EXERCISE DIRECTIONS >> In the records below, find the lines that include "pull" and copy each.

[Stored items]
*** Block opens ***

PR #43, opened 2015-11-11
VEY-230: Add switch configurationa nd vmnic configuration to esx-ks

zyoung51:
- Defining a 'vmnic#' device name in networkDevices will select which vmnic is
  bound to vSwitch0 during initial install.
- 'esxSwitchName' parameter can be specified in networkDevices objects to
  control which vSwitch the port group is bound to.  This example would put
  the pg-name portgroup on vSwitch1 and put vmk# in the pg-name portgroup with
  the proper IP settings:
        {
        "device": "pg-name",
        "esxSwitchName": "vSwitch1",
        "ipv4": {
            "netmask": "255.255.255.0",
            "ipAddr": "172.31.128.10",
            "gateway": "172.31.128.1"
          }
      }
- 'switchDevices' parameter is added to create vswitches and control what uplinks
  are on the switch.  if 'uplink' is not specified, then the switch is created with
  no uplinks (internal switch)

  This would create vSwitch1 with vmnic1 as an uplink, and create "internal name" with no uplinks:
     "switchDevices" : [{ "switchName": "vSwitch1", "uplinks": [ "vmnic1" ] }, { "switchName": "internal name" }],

- 'postInstallCommands' parameter is added to run additional commands during the post-installation
  step of the workflow.

  For example, to create a specific vmk50 on portgroup vmnic0 using dhcp:
  "postInstallCommands": [ "esxcli network ip interface add -i vmk50 -p vmnic0", "esxcli network ip interface ipv4 set -i vmk50 -t dhcp" ]

### DIFF
--- a/data/templates/esx-ks
+++ b/data/templates/esx-ks
@@ -6,7 +6,30 @@ accepteula
 <% } %>
 install --firstdisk --overwritevmfs
 rootpw <%=rootPlainPassword%>
-network --bootproto=dhcp --device=vmnic0
+
+# Search the networkDevices and set the first vmnic# (if defined) up.
+# If no vmnic# device is specified in the networkDevices, then we fallback
+# to setting vmnic0 up as dhcp
+<% if( undefined !== networkDevices ) { %>
+  <% need_default = networkDevices.every(function(n) { %>
+    <% if( n.device.substring(0,5) === 'vmnic' ) { %>
+      <% if(typeof n.ipv4 !== 'undefined') { %>
+        <% ipopts = '--ip=' + n.ipv4.ipAddr + ' --gateway=' + n.ipv4.gateway + ' --netmask=' + n.ipv4.netmask %>
+        <% if (typeof n.ipv4.vlanId !== 'undefined' ) { %>
+          <% ipopts += ' --vlandid=' + n.ipv4.vlanId[0] %>
+        <% } %>
+        network --bootproto=static --device=<%=n.device%> <%=ipopts%>
+      <% } else { %>
+        network --bootproto=dhcp --device=<%=n.device%>
+      <% } %>
+      <% return false; %>
+    <% } %>
+    <% return true; %>
+  <% }); %>
+  <% if (need_default) { %>
+    network --bootproto=dhcp --device=vmnic0
+  <% } %>
+<% } %>
 reboot
 
 %firstboot --interpreter=busybox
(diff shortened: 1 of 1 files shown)


zyoung51:
@RackHD/corecommitters

benbp:
+1

Side thought: I wonder if at this point it's worth adding unit tests for the rendered results of these templates given the complexity they are reaching (also would help provide examples of what we intend to see the template produce).

zyoung51:
Agreed.  @amymullins What do you think about "VEY-236: Validate template output with unittests"?

data/templates/esx-ks
```diff
@@ -114,9 +149,24 @@ cp /var/log/esxi_install.log "/vmfs/volumes/datastore1/firstboot-esxi_install.lo
...
 <% } %>
 
+<% if( typeof postInstallCommands !== 'undefined' ) { %>
+  <% postInstallCommands.forEach(function(n) { %>
+    <%=n%>
+  <% }); %>
+<% } %>
+
+#signify ORA the installation completed
+/usr/bin/wget --spider http://<%=server%>:<%=port%>/api/common/templates/renasar-ansible.pub
```
anhou: see 'renasar' here, maybe need another cleanup PR to rename it to 'rachhd' @RackHD/corecommitters

anhou:
:+1:  after fix messange typo 'configurationa nd', although we all understand it :)

yyscamper:
@zyoung51 , could you please updated related document to guide people how to use this feature?

Meanwhile, if you add a new option in Kickstart file, could you please also update the install-esx task definition (https://github.com/RackHD/on-tasks/blob/master/lib/task-data/tasks/install-esx.js) to tell users they totally have these options to configure.

Considering the template becomes more and more complex, unit-test is sure what we need, since there will be more and more template files are defined in future, we need to design a common way for how to do unit-test for all these files.

There is another aspect I think we also deserve to discuss: move the complex to template file or code; Code can do some conversion for user's input and will make the template design be more simple;  Code can be more simple and common but the template be more complex.

Finally, a question for @benbp , Previously @jfrey tells me we will move to use Mustache template engine, I don't know what's the progress on this. I propose we need to speed up the switch for Mustache, every change on current template file is to increase the workload after Mustache switch.

jlongever:
:+1:

amymullins:
@yyscamper, the FS has been updated this afternoon by Zack (assuming that is the "related document to guide people how to use this feature" you were requesting to be updated above).

Vey-236 is created and will be refined/prioritized in our next refinement meeting and going forward, all folks making updates to this code should follow suit adding in unit test coverage for the new code.

It is unclear why updates here are needed: https://github.com/RackHD/on-tasks/blob/master/lib/task-data/tasks/install-esx.js) - it's just a list of the params and missing parameter definition within the actual file.  Is the expectation to make this the documented and public "how-to" guide?

benbp:
A couple points/responses:

@yyscamper re moving the complexity into templates or code: I agree, it's better to, as much as we can, offload logic into the code rather than into the template itself, but at the same time keeping the complexity low in the actual task definition/available options. If we have the option to convert user input in a template or code, and if all else is equal, I think we should always prefer code.

@yyscamper re mustache: I think given that we are now using features in these templates that are more readily available in ejs than various mustache engines, I'm fine with sticking to ejs. I think John and I had a discussion to this effect as well at one point.

@amymullins @zyoung51 re why updates are needed to the install-exs.js task: our convention thus far has been to expose all available options for a job/template render within task definitions as much as possible. This is for a few reasons: partly because it is much easier to inspect the source of the task definition schema rather than the template file, partly because it allows us to do more complete option validation, and finally because we need a location to enumerate available options in order to eventually build forms dynamically in the UI to allow a user to input options to a task when creating one. From my understanding, this template file includes variables that aren't actually included in any of the task definitions/jobs that render this template?

yyscamper:
@amymullins @zyoung51 :  

- Thanks for updating the FS, this is exact what I think we need.

- For Vey-236
Could you please drive a common solution for how to validation template file? I think this will benefit all existing and future template design. Below is the first idea that come up from my mind (you may have better solution): 

build a common function (assume it is 'validateTemplate(inputFilePath, expectFilePath, options)', it will load the input file and render it with options, then comparing the render output with the expect file content. return success if the file content is exactly same.

So for each template file, we just need build some expected files, all validation works share the same routine.

- Please take an action item to write these new options to install-esx task definition, since it is ESXi only, so we don't need them in install-centos.

amymullins:
@benbp, thanks for the details.  @zyoung51 was going to help make the updates within the install-esx.js file.

@yyscamper , going forward we should consider updating the formal documentation (https://github.com/RackHD/docs) and/or comment within the code itself as opposed to extending the scope of an FS.  I don’t see FSs as the answer to communicate all OS Bootstrap Parameters since FSs are supposed to be short lived threads of functionality that are closed upon completion (with an FS lifetime spanning a couple of sprints at most).  This enhancement was made specifically in the context of ORFS-119.  @zyoung51 has already made the updates to ORFS-95, but in the future we will be sure to document in the public channels of RackHD/docs, within the code or the new TBD FS process.

PR #48, opened 2015-11-17
fixing jshint score

tldavies:


heckj:
+1

benbp:
:+1:

tldavies:
Coveralls is red cause code coverage went down.

lib/services/ws-service.js
```diff
@@ -37,7 +37,8 @@ function webSocketServiceFactory(
             this.error(new WebSocketError('Broadcast failed, no server is available.'));
         }
 
-        this.webSocketServer.clients.forEach(wsClientBroadcast.bind(this));
+        var wsService = this;
```
benbp: @rolandpoulter this change ok, or does `this` get bound differently in the closure? I've caused a lot of subtle scoping bugs by doing things like this, so perhaps we just want to add an `ignore: true` line or something?

rolandpoulter: This is fine for this case. The broadcast method isn't being used yet anyways.

tldavies:
@RackHD/corecommitters

PR #50, opened 2015-11-18
Enable CoreOS Install to Disk

king-jam:


benbp:
Should we make /dev/sda a talk option that defaults to sda?

king-jam:
I originally had that support when I made these adjustments months ago. Trying to remember why I backed it out. Should be trivial to support.

benbp:
Perhaps because iPXE enumerates devices with inconsistent orders?

benbp:
Maybe we should support wwid instead of udev names if someone is configuring it?

king-jam:
Looking now to see if the coreos-install binary will take those as arguments

king-jam:
It just takes any blockdev path that is accessible. The checks are done using lsblk so the user can specify any path for input. /dev/sda will be the best default and users can use catalog details to refine their path more.

benbp:
awesome

benbp:
:+1:

heckj:
+1

benbp:
Relies on https://github.com/RackHD/on-tasks/pull/77

PR #223, opened 2014-12-01
add installation instructions for Fedora

rekado:
I documented what packages were needed to get plover to run on Fedora 20.


morinted:
I don't plan on updating pypi for now so if you'd like to resubmit this, just update and reopen this with the full build instructions.

PR #224, opened 2014-12-05
replace fixed key mapping with customisable keymap

rekado:
A keymap is used as a dictionary from an input key (say "q") on a
regular keyboard to a steno key (such as "S-").  Since there may be more
than one key on a keyboard mapped to a single steno key, the dictinary
is generated from a list of steno keys mapped to a list of keyboard
keys.  The keymap is stored in the configuration file as a JSON array.

An ordered dictionary is used for display purposes only, i.e. to list
the key assignments in the same order in the configuration dialogue.

This feature can be used by Dvorak typists who do not normally use a
QWERTY layout, or those with keyboards featuring unusual key positions.

PR #232, opened 2015-02-06
adding preliminary support for the kinesis advantage keyboard

ecraven:
This adds a copy of sidewinder.py which matches on keycodes instead of keystrings (which are a bad idea anyway, as they depend on your keyboard layout...).
However, this does *not* use the thumb keys, but instead uses V/B and N/M. To support the thumb keys, changes in plover internals would be necessary, as they are all special characters (backspace, delete, return and space), which are not handled correctly right now.

### DIFF
--- a/plover/app.py
+++ b/plover/app.py
@@ -23,6 +23,7 @@ import plover.oslayer.keyboardcontrol as keyboardcontrol
 import plover.steno as steno
 import plover.machine.base
 import plover.machine.sidewinder
+import plover.machine.kinesis
 import plover.steno_dictionary as steno_dictionary
 import plover.steno as steno
 import plover.translation as translation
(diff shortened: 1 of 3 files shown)


ecraven:
Just to elaborate, as the original keypresses go through to the client right now (and are later eliminated by backspaces), this obviously doesn't work well for delete and backspace (which cannot be eliminated by backspaces). space and enter often have side-effects in programs (like sending off a html form on a website), so they *should* also be intercepted and only sent to the client when actually intended.
one way to achieve this under linux is to grab the keyboard evdev device, create a new uinput device, and send all keypresses you want the client to get on that device. that would be a rather large change in xkeyboardcontrol.py, but it would also make plover work without Xorg :)

ecraven:
see also: https://github.com/ecraven/plover/tree/evdev-backend

ecraven:
hm.. after playing around with this in earnest for some time, it seems the kinesis does not have good enough NKRO, when pressing 7 or more keys, I see some ghosting. So there's probably no need to actually add separate support for it, unfortunately. However, basing the code in sidewinder.py on keycodes instead of keystrings might be worth thinking about.

morinted:
I really appreciate the thought of moving from keystrings to keycodes. Maybe it could be done such that there's a dictionary of keycodes along with strings to help the developer know what they are doing... ideally, though, long term -- the end user would be able to do it in `plover.cfg` using #224 to customize on runtime. Ideas, ideas. Thanks for the submission, though, shame about Kinesis' limits.

Then again, it's probably the case where most steno learners will upgrade to a machine with serial protocol, but who knows. ¯\_(ツ)_/¯

PR #238, opened 2015-03-06
Plover evdev support

ezyang:
This is an updated and improved version of https://github.com/openstenoproject/plover/pull/60
It supports automatic hotplug, but needs evdev and pyudev to be installed, as well as udev rules. Here are the udev rules I installed in `/etc/udev/rules.d/99-plover.rules`:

*** Block closes ***

OUTPUT OF THE TASK >>
Relies on https://github.com/RackHD/on-tasks/pull/77
This is an updated and improved version of https://github.com/openstenoproject/plover/pull/60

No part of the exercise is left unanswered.